The Hand of Time

Clock Flowers 7  The single metal hour hand lay on the table in front of me. Stephen and I had been playing with an old clock in an effort to get it to work. However, once the hands become loosened from the mechanism that counts off the minutes, even if it still ticks, the clock is effectively broken. We took the clock apart and kept the face to use for an art project. Gazing at the pointed hour hand I wished I could think of a way to put it to use. Finally I gave it to Stephen, thinking he might be able to make use of it in a collage.

The hand of time touches us all. Sometime it strokes gently, lulling us into complacency until we sit up and take notice. “Where did the time go?” we say and look around us to see if we can locate the lost minutes, hours or years. At other times it seems to have an iron grip on us, passing so slowly we want to scream in frustration. It’s definitely fickle and frolicsome, turning hair grey when our backs are turned. ave written a lot of poetry about time and its effects.
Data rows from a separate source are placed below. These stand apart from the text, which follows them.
PR #561, opened 2026-02-18
Don't allow an unrecognised host to be parsed for a canvas id

### LINKED ISSUE #529: `PaintedResource.CanvasPainting.CanvasId` and `Canvas.Id` parsing logic differs
When providing Manifests to the API, the `paintedResource>canvasId` and `Canvas>id` values are parsed to determine if there are any matching canvases. The parsing rules for the 2 different properties seem to differ. This can lead to the confusion scenario where passing the same value for `item[*].id` and `paintedResource.canvasPainting.canvasId` can result in only one of the values being parsed.

For example, if we have the following path template values:

```ini
"PathSettings__PathRules__Overrides__example.com__Canvas" = "/example/{customerId}/canvases/{resourceId}"
```

I can submit the following payload:
```json
{
    "type": "Manifest",
    "parent": "https://presentation.example/499/collections/mixed_manifest_coll",
    "slug": "single1_2",
    "items": [
        {
            "type": "Canvas",
            "id": "https://example.com/example/499/canvases/foo"
        }
    ],
    "paintedResources": [
        {
            "canvasPainting": {
                "canvasId": "https://example.com/example/499/canvases/foo"
            },
            "asset": { ... }
        }
    ]
}
```

which results in the following error:

```json
{
    "title": "Operation failed",
    "detail": "The following canvas painting records conflict with the order from items - (id: foo, canvasOrder: 0)",
    "instance": "https://presentation-api.dlcs.digirati.io",
    "type": "https://presentation-api.dlcs.digirati.io/errors/ModifyCollectionType/ErrorMergingPaintedResourcesWithItems",
    "status": 400
}
```

> [!NOTE]
> The `"detail"` in the above error should be clarified, it's not immediately obvious what the issue is.

This error is because the `foo` is parsed as the value for the CanvasId from `"canvasId": "https://example.com/example/499/canvases/foo"` whereas the  `"id": "https://example.com/example/499/canvases/foo"` in the IIIF Canvas is _not_ parsed to result in `foo`. The parsing of Ids from `"items"` uses stricted logic than CanvasPainting - they should be aligned. 

I think the correct handling would be for `canvasId` to use as-strict handling as parsing `id` - however, does this conflict with https://github.com/dlcs/iiif-presentation/issues/357?

JackLewis-digirati:
Resolves #529

This PR completes the comment at the bottom of the above issue by making it so that an unrecognised host returns an error, as opposed to just trying to parse.

This will disallow both paths belonging to another customer as well as random paths that fit the URL structure


docs/rfcs/0005-mixed-manifests.md
```diff
@@ -154,6 +154,42 @@ The canonical paths: `/file/{customer}/{space}/{asset}`
 >
 > Referenced `/file/` types will be handled by adjuncts.
 
+## Canvas Id Parsing
+
+In order to match a manifest between `items` and `paintedResources`, the id of both **MUST** match.  The rules for this are as follows:
+
+```mermaid
+---
+title: Stuff
```
donaldgray: Placeholder title?

docs/rfcs/0005-mixed-manifests.md
```diff
@@ -154,6 +154,42 @@ The canonical paths: `/file/{customer}/{space}/{asset}`
...
+    checkErrors -- no --> no
+    checkErrors -- yes --> yes
+
+    no[No id]
+    yes[Id returned to user]
+```
+
+While there is no difference in the *logic* between parsing the id for `items` and `paintedResources`, where there **is** a difference is in the outcome of failures to  parse (i.e.: the `No id` outcome).  Namely, that in `items`, a failure will result in a generated id, whereas in `paintedResources` an error will be returned to the user.  This difference is because `items` can be copied and pasted from another user of the system, whereas `paintedResources` is purposeful as these can only be retrieved directly using an authenticated user.
+
+Additionally, in the checking for an error in the id, there is a check in `items` to make sure an id exists that matches an id from `paintedResources` as setting the canvas id like this nly matters with a matched canvas.
```
donaldgray: typo: `nly`.

What does this sentence mean? Does it mean that there's a change in behaviour as to when the Canvas is matched or not?

Would some examples help?

docs/rfcs/0005-mixed-manifests.md
```diff
@@ -154,6 +154,42 @@ The canonical paths: `/file/{customer}/{space}/{asset}`
...
+title: Stuff
+---
+
+flowchart
+    exist{Does the id exist?}
+    url{Is the id a URL?}
+    parseUrl[Parse the URL]
+    recognisedHost{Is the host recognised?}
+    parsePath[Parse the path, with rewrites if required]
+    checkErrors{Is there an error in the id?}
```
donaldgray: Explain what errors are checked? ie Canvas.Id can't be 'short', only viable when used in a match?

src/IIIFPresentation/Services/Manifests/Settings/PathSettings.cs
```diff
@@ -18,5 +18,11 @@ public class PathSettings
     public Uri GetCustomerSpecificPresentationUrl(int customerId)
         => CustomerPresentationApiUrl.GetValueOrDefault(customerId, PresentationApiUrl);
     
+    /// <summary>
+    /// Whether the host is either a customer specific host, or the standard presentation host URL
+    /// </summary>
+    public bool IsRecognisedHost(int customerId, string host) =>
```
donaldgray: Expand name for more clarify? `IsCustomerRecognisedHost` or `IsKnownHostForCustomer`?

donaldgray (commented):
LGTM - is RFC update more suited to an ADR rather than retrofitting an RFC? It's the recording of a decision, rather than a request for comments on an idea

docs/rfcs/0005-mixed-manifests.md
JackLewis-digirati: I've added some clarifying comments + examples, but it means that we generate a canvas id if we can't find a matching id in `paintedResources`

JackLewis-digirati:
I can move this to an ADR, but it felt like something that was missed from the RFC to me, over a decision being made

docs/ADR/0002-canvas-id-parsing.md
```diff
@@ -0,0 +1,88 @@
+# Canvas Id Parsing
+* Status: decided
+* Author: Jack Lewis
+* Decider: Jack Lewis
+* Date: 2026-02-24
+
+## Context and Problem Statement
+
+When a canvas id comes into the system there are several formats this id can be in (such as a flat id, a URL or a rewritten path).  On top of that, due to mixed manifests, we need  a way to match up canvases between `items` and `paintedResources` and this is done through the canvas id.  As such a set of rules needs to be enforced around how the canvas id is parsed and where
```
donaldgray: Sentence unfinished. _"As such a set of rules needs to be enforced around how the canvas id is parsed and where..."_.

docs/ADR/0002-canvas-id-parsing.md
```diff
@@ -0,0 +1,88 @@
...
+    url{Is the id a URL?}
+    parseUrl[Parse the URL]
+    recognisedHost{Is the host recognised?}
+    parsePath[Parse the path, with rewrites if required]
+    checkErrors{Is there an error in the id?}
+
+    exist -- no --> no
+    exist -- yes --> url
+    url -- no --> checkErrors
+    url --> parseUrl
```
donaldgray: Is this missing a "yes" label? `url -- yes --> parseUrl`

docs/ADR/0002-canvas-id-parsing.md
```diff
@@ -0,0 +1,88 @@
...
+
+    no[No id]
+    yes[Id returned to user]
+```
+
+There are a few separate errors that are checked for, these are as follows:
+- Prohibited characters - `'/', '=', ','`
+- If an id cannot be parsed from the URL
+
+While there is no difference in the *logic* between parsing the id for `items` and `paintedResources`, where there **is** a difference is in the outcome of failures to  parse (i.e.: the `No id` outcome).  Namely, that in `items`, a failure will result in a generated id, whereas in `paintedResources` an error will be returned to the user.  This difference is because `items` can be copied and pasted from another user of the system, whereas `paintedResources` is purposeful as these can only be retrieved directly using an authenticated user.
```
donaldgray: "outcome of failures to  parse" => "outcome of failure to parse" or "failing to parse"

docs/ADR/0002-canvas-id-parsing.md
```diff
@@ -0,0 +1,88 @@
...
+    "slug": "first-example",
+    "parent": "-container-",
+    "items": [
+        {
+            "id": "https://presentation.example/99/canvases/alpha",
+        }
+    ],
+    "paintedResources": [
+        {
+            "canvaSPainting": {
```
donaldgray: Small, canva**S**Painting

docs/ADR/0002-canvas-id-parsing.md
```diff
@@ -0,0 +1,88 @@
...
+    "parent": "-container-",
+    "items": [
+        {
+            "id": "https://presentation.example/99/canvases/alpha",
+        }
+    ]
+}
+```
+
+would result in a generated id
```
donaldgray: is this unfinished sentence? If not it's missing a `.`

docs/ADR/0002-canvas-id-parsing.md
```diff
@@ -0,0 +1,88 @@
...
+
+There are a few separate errors that are checked for, these are as follows:
+- Prohibited characters - `'/', '=', ','`
+- If an id cannot be parsed from the URL
+
+While there is no difference in the *logic* between parsing the id for `items` and `paintedResources`, where there **is** a difference is in the outcome of failures to  parse (i.e.: the `No id` outcome).  Namely, that in `items`, a failure will result in a generated id, whereas in `paintedResources` an error will be returned to the user.  This difference is because `items` can be copied and pasted from another user of the system, whereas `paintedResources` is purposeful as these can only be retrieved directly using an authenticated user.
+
+Additionally, in the checking for an error in the id, there is an additional check in `items` parsing to make sure an id matches an id from `paintedResources`, as setting the canvas id like this only matters with a matched canvas.  If there is no matching id, then the canvas id will be generated for items.  
+
+For example:
```
donaldgray, line 51: Call out that the items>id and canvasPainting>canvasId don't need to _exactly_ match? There can be `"alpha"` in one and `"https://presentation.example/99/canvases/alpha"` in the other and, as they both return `"alpha"` as parsed id, they're deemed a matched. Similarly you could use `https://customer.specific/canv/alpha` too (I think? - as long as it's a registered PresentationUrl for customer?)

docs/ADR/readme.md
```diff
@@ -1,4 +1,6 @@
 # IIIF-Presentation ADRs
 
 * [Database update failure](0001-database-update-failure.md)
-  * Details on how a failure that occurred when updating pg13 to pg14
\ No newline at end of file
+  * Details on how a failure that occurred when updating pg13 to pg14
```
donaldgray: I know it wasn't changed in this PR but this looks unfinished or needs reworded, not sure what the intention was.

* "Details on how a failure that occurred when updating pg13 to pg14 can be resolved"
* "Details on failure that occurred when updating pg13 to pg14"

donaldgray (approved):

PR #564, opened 2026-02-23
Remove pgcrypto from database

JackLewis-digirati:
Resolves DIM-28

When upgrading the database to pg14, the update failed.  There's a more detailed discussion in the notes folder explaining the issue, but in brief the `digest` function in the `pgcrypto` extension was being called for a computed column.  When this happens, the update failed as the extension either sin't loaded, or has no access to the `search_path` that `pgcrypto` is located on.  This then causes the update to fail as it can't find the `digest` function.

Ultimately, the fix for this was to replace the `digest` function call with the in-built `sha256` function.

I have found that time is strangely elastic. It can stretch or shrink to suit how I am feeling. When I’m impatient, it seems to pass ever so much more slowly than when I am not thinking about it at all, but fully engaged in what I am doing. I remember once playing music with a friend during our lunch hour. We met in the room set aside for time off and began to tune our instruments. Then we started to play. I was fully engaged in the extraordinary joy of it.  Eventually I came to and began to worry that we had overstayed our time. When I looked at the clock I was amazed. It seemed we had entered a timelessness that stretched on and on, yet in real time we had been playing music for only half an hour.

The older I get the more conscious I am of the passage of time. Perhaps that is because there is less and less of it left to me with each passing year. Although almost nobody knows their expiration date, we all know that there is a limit to the time we have left, regardless how long or how short. I do not feel anxious or fearful about my personal duration; it’s just that I wish to make the best use of whatever time remains to me. Most have heard about one’s so-called bucket list. I gave that up a while ago. I prefer to content myself with making the most of every day I have. That gives me a better focus.

It’s odd how we speak of spending time. Minutes and hours are not real like dollars and cents. Yet often we treat time as though it was tangible–to be stored up or spent or hoarded or wasted. I remember my delight as a child at the thought of having a whole afternoon to do what I liked. Now I am grateful to have an hour or two when I might do something meaningless as opposed to productive. Sometimes I feel I am stealing time from what I ought to be doing. Then I remind myself that it is my time to do with as I wish, and I am a not a human doing but a human being.